Malko et Lucrezia étaient déjà à la porte. Le soleil et les bruits de la rue leur firent du bien. Ils avaient l’impression de revenir d’un autre monde. Malko prit le volant et dévala l’avenue Camacho. Le plus urgent était de mettre les documents en lieu sûr.

Avant de les échanger à Don Federico Sturm contre la vie de Klaus Heinkel, à qui on avait retiré les crocs.

* * *

Moshe Porat prit une loupe et examina soigneusement une des photos. Les deux autres Israéliens avaient déjà photocopié tous les documents apportés par Malko.

— Cet homme en soutane blanche est Martin Borman, dit lentement Porat. Plus connu sous le nom de Padre Augustin. Cette photo est prise près du monastère de Burranabaque, dans les Yungas. Les ouvriers que vous voyez derrière lui et à qui Padre Augustin présente ce trophée sont ceux qui ont modernisé le monastère. En y adjoignant, entre autres, un système radio à ondes courtes ultramoderne. Tout ceci a été envoyé d’Allemagne par les amis de Borman.

Malko était stupéfait.

— Vous saviez que Borman était en Bolivie ?

Moshe sourit tristement.

— Nous avons tout su de Borman. Avec un peu de retard, malheureusement. Et il est si bien protégé qu’on ne peut rien tenter. Maintenant, il est reparti au Paraguay, dans une région absolument déserte, sauf quelques colonies allemandes.
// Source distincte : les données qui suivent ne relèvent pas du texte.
PR #262, opened 2017-05-05
Increase file upload request validity when pushing artifat to remote …

maciejmrowiec:
…file storage.

Change presign valitiry from 10 seconds to 1 minute.

Changelog: Title

### DIFF
--- a/resources/images/s3/filestorage.go
+++ b/resources/images/s3/filestorage.go
@@ -180,7 +180,7 @@ func (s *SimpleStorageService) UploadArtifact(ctx context.Context,
 	r, _ := s.client.PutObjectRequest(params)
 
 	// Presign request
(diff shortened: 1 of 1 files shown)


maciejmrowiec:
Fixed type, updated commit message, changed to 5 minutes.

This proposal is due to suspicion that one of the users hit time synchronisation issue between fileserver and deployments service which results in issuing presigned links that are expired straight away. Making them last for few minutes should mitigate smaller de-synchronizations.

kjaskiewiczz:
https://groups.google.com/a/lists.mender.io/forum/#!msg/mender/UeKbra-XQ3Y/YM1tE6ZICgAJ
looks like he's using minio...

bboozzoo:
I suppose we can merge it and see what happens. We'll dig deeper If problems persist.

PR #267, opened 2017-05-23
New deployment creation process

kjaskiewiczz:
Description can be found here: https://tracker.mender.io/browse/MEN-1185


resources/deployments/controller/controller_deployments.go
```diff
@@ -63,7 +64,11 @@ func (d *DeploymentsController) PostDeployment(w rest.ResponseWriter, r *rest.Re
 
 	id, err := d.model.CreateDeployment(ctx, constructor)
 	if err != nil {
-		d.view.RenderInternalError(w, r, err, l)
+		if err == ErrNoArtifact {
+			d.view.RenderError(w, r, err, http.StatusBadRequest, l)
```
bboozzoo: How about 422 Unprocessable Entity instead?

resources/deployments/model/deployments.go
```diff
@@ -194,18 +302,26 @@ func (d *DeploymentsModel) GetDeploymentForDeviceWithCurrent(ctx context.Context
 		return nil, nil
 	}
 
-	link, err := d.imageLinker.GetRequest(ctx, deployment.Image.Id,
+	if err := d.assignArtifact(ctx, deployment, deviceDeployment, installed); err != nil {
```
bboozzoo: I'm not sure if this is ok to assign a new image each time we reach this place. I'd guess that once an image is assigned you could skip looking up a new image. For instance suppose that devices are retrying image download by first asking to see if there is a deployment. This would make sense if device type can change in between the requests. @estenberg @maciejmrowiec is this possible?

maciejmrowiec: We don't forbid it on API so it could happen, mainly depends on client implementation. Doe in the example you are mentioning I would not imagine why it would change.

resources/deployments/model/deployments.go
```diff
@@ -156,19 +189,85 @@ func (d *DeploymentsModel) ImageUsedInActiveDeployment(ctx context.Context,
...
+	// If not having appropriate image, set noartifact status
+	if artifact == nil {
+		if err := d.UpdateDeviceDeploymentStatus(ctx, *deviceDeployment.DeploymentId,
+			*deviceDeployment.DeviceId, deployments.DeviceDeploymentStatusNoArtifact); err != nil {
+			return errors.Wrap(err, "Failed to update deployment status")
+		}
+		return nil
+	}
+
+	if err := d.deviceDeploymentsStorage.AssignArtifact(
```
maciejmrowiec: if we have already assigned image (that we reset to `nil` in line 224), and we and up assigning the same one, could we skip this update?

kjaskiewiczz: if the device type is the same as reported previously and the artifact is already assigned we can skip reassignment of the artifact

resources/deployments/controller/controller_deployments.go
kjaskiewiczz: done

resources/deployments/model/deployments.go
kjaskiewiczz: done

kjaskiewiczz:
Integration tests are failing.
@GregorioDiStefano can you update integration tests?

Une autre photo représentait l’assistance d’un baptême. Rien que des étrangers. Moshe Porat montra une silhouette au second plan, enveloppée dans une grande soutane.

— Voilà encore Padre Augustin… Martin Borman si vous préférez… C’est le baptême d’un de ses amis allemands qui vit au Brésil. La cérémonie se passe également au couvent de Burranabaque.

Malko était déçu.

— Mais alors, tout ceci ne vous sert à rien, ne vous apprend rien ?
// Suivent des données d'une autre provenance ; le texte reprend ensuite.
PR #268, opened 2017-06-01
Add basic support for artifact containing state scripts.

pasinskim:


resources/images/model/images.go
```diff
@@ -341,6 +342,11 @@ func getMetaFromArchive(r *io.Reader) (*images.SoftwareImageMetaArtifactConstruc
 		return nil
 	}
 
+        aReader.ScriptsReadCallback = func(r io.Reader, fi os.FileInfo) error {
```
maciejmrowiec: Do we need this callback? - looks like piece of unused code that may stick around for a long time.

vendor/vendor.json
```diff
@@ -441,28 +441,28 @@
 			"revisionTime": "2017-04-20T09:04:30Z"
 		},
 		{
-			"checksumSHA1": "vrp0KSG3kZimXujiJMc/NTf2w3M=",
+			"checksumSHA1": "+Yj9sWqspkwTTYsSpnDACT7ZPU0=",
```
maciejmrowiec: maybe we should start vendor artefact lib from artefact lib release tags?
now as I look at it I'm not sure which artifact spec version we support after this merge

could be nice to mention this also in api doc (upload supports artifact spec xyz, it's compatible with 1,2,3), looks also like this is a new functionality which may need changelog entry (maybe?)

resources/images/model/images.go
pasinskim: We do not, but this was to simplify the integration in future. There are some tasks for the backend and maybe we will show scripts in UI.

vendor/vendor.json
pasinskim: That's a good idea, but this is how it was for now. What is more in master this might be tricky unless we will be able to have master here and always take latest artifact library changes.

maciejmrowiec: Why master it would be trickier? 3d party dependency gets new release and once we decide to update to it we do it first in master.

resources/images/model/images.go
maciejmrowiec: No active plans to do this for now

pasinskim: Removed.

pasinskim:
@maciejmrowiec all right, the unnecessary commit was removed.

PR #279, opened 2017-08-25
Include Mongo SSL support in database migration code.

maciejmrowiec:
missing ssl setup from migration code


maciejmrowiec:
@GregorioDiStefano looks like that space removal done the trick, waiting for integration tests and merging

— Pas grand-chose, reconnut l’Israélien. Il y a longtemps que notre Division 6 a renoncé à s’emparer de Borman. Les gouvernements bolivien et paraguayen le protègent. Certes, leurs services secrets sont généralement au courant de ses déplacements, mais ils ne nous avertissent pas.

— Évidemment, publier ces documents embarrasserait certains officiels, mais cela n’irait pas plus loin. Pour le reste, c’est la liste des contacts qui relient Martin Borman à l’extérieur. Quatre hommes dont nous connaissions déjà les noms. Les notes sur leurs activités ne nous apprennent pas grand-chose non plus. Bien sûr, cela pourrait servir, si le gouvernement acceptait de se débarrasser des criminels de guerre, mais ce n’est pas demain la veille…

— Même les partis de gauche les protègent.

— Mais pourquoi ? demanda Malko de plus en plus stupéfait.

Moshe frotta son pouce et son index l’un contre l’autre.